• _EXTRACTED RECORDS_:
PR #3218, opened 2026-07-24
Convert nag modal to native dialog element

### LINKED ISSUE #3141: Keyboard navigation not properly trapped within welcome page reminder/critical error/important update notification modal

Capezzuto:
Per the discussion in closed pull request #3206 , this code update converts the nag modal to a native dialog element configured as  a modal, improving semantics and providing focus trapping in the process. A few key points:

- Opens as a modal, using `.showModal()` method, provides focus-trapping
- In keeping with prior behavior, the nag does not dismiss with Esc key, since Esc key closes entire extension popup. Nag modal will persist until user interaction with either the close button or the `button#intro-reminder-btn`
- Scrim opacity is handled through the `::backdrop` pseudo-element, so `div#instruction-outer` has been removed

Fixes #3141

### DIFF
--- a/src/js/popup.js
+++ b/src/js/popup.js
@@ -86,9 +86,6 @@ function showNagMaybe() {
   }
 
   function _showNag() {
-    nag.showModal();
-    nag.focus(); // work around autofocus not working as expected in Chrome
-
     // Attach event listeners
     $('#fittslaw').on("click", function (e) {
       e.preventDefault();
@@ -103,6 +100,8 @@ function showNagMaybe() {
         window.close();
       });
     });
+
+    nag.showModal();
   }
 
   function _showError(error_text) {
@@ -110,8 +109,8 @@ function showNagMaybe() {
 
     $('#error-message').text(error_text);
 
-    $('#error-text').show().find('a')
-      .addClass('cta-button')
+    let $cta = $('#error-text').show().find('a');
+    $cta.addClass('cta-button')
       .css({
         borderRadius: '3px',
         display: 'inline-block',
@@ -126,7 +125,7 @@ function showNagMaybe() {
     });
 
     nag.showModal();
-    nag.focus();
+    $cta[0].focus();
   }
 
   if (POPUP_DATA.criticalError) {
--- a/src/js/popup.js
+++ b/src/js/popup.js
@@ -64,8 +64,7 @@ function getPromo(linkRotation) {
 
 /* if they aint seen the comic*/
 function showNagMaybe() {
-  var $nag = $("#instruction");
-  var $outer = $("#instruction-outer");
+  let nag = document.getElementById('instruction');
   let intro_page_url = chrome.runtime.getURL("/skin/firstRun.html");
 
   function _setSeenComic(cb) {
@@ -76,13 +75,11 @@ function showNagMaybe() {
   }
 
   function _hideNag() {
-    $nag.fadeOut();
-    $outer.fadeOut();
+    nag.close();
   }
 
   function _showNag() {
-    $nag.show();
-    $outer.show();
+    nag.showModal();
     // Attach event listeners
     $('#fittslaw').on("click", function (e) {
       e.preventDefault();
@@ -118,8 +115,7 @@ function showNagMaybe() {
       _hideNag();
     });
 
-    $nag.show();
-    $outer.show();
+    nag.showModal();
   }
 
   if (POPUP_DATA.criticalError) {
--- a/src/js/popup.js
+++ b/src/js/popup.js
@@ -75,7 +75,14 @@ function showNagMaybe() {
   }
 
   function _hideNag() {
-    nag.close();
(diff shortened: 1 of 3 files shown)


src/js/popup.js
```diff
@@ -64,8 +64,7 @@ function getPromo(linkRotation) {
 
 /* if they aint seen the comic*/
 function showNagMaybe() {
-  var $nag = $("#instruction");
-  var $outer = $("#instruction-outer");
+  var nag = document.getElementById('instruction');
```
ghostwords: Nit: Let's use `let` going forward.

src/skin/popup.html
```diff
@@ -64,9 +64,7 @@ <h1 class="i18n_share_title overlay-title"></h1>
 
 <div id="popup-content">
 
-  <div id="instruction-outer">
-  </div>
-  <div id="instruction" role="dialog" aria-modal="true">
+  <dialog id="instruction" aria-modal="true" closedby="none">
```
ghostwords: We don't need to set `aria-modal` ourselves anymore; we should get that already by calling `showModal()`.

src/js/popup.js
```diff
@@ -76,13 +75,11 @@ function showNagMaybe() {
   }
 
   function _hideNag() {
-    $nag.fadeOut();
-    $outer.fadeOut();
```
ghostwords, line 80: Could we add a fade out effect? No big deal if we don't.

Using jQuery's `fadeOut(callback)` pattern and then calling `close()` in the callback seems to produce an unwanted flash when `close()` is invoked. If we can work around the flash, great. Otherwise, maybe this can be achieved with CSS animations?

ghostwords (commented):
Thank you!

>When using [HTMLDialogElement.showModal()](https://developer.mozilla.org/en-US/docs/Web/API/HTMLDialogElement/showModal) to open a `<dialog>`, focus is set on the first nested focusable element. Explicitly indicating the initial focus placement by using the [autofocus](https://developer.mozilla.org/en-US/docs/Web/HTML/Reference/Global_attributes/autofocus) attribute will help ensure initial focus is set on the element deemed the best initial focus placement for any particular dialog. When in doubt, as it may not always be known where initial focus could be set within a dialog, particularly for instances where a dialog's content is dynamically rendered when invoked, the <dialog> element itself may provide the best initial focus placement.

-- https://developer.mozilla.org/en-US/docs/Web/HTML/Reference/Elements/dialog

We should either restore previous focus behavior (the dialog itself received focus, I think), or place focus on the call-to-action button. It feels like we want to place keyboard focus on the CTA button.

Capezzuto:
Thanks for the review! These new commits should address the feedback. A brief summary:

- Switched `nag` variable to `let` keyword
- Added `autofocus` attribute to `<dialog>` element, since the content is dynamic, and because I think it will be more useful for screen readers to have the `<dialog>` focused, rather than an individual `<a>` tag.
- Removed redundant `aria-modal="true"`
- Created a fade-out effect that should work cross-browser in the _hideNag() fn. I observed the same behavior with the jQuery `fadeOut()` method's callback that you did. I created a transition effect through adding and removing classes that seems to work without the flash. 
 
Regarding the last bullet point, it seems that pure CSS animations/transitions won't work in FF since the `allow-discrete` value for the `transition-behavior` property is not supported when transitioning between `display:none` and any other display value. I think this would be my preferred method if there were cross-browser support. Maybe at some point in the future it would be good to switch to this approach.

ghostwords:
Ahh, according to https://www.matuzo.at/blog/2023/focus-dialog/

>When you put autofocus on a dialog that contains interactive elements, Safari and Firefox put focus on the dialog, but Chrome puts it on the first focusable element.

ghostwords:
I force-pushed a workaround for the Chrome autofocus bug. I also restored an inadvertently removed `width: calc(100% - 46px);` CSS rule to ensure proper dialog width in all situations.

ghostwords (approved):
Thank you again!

• _TASK STATEMENT_: Return each line of the material above in which the string "that" appears.

• _TASK OUTPUT_:
ghostwords: We don't need to set `aria-modal` ourselves anymore; we should get that already by calling `showModal()`.
- Created a fade-out effect that should work cross-browser in the _hideNag() fn. I observed the same behavior with the jQuery `fadeOut()` method's callback that you did. I created a transition effect through adding and removing classes that seems to work without the flash. 
Regarding the last bullet point, it seems that pure CSS animations/transitions won't work in FF since the `allow-discrete` value for the `transition-behavior` property is not supported when transitioning between `display:none` and any other display value. I think this would be my preferred method if there were cross-browser support. Maybe at some point in the future it would be good to switch to this approach.
>When you put autofocus on a dialog that contains interactive elements, Safari and Firefox put focus on the dialog, but Chrome puts it on the first focusable element.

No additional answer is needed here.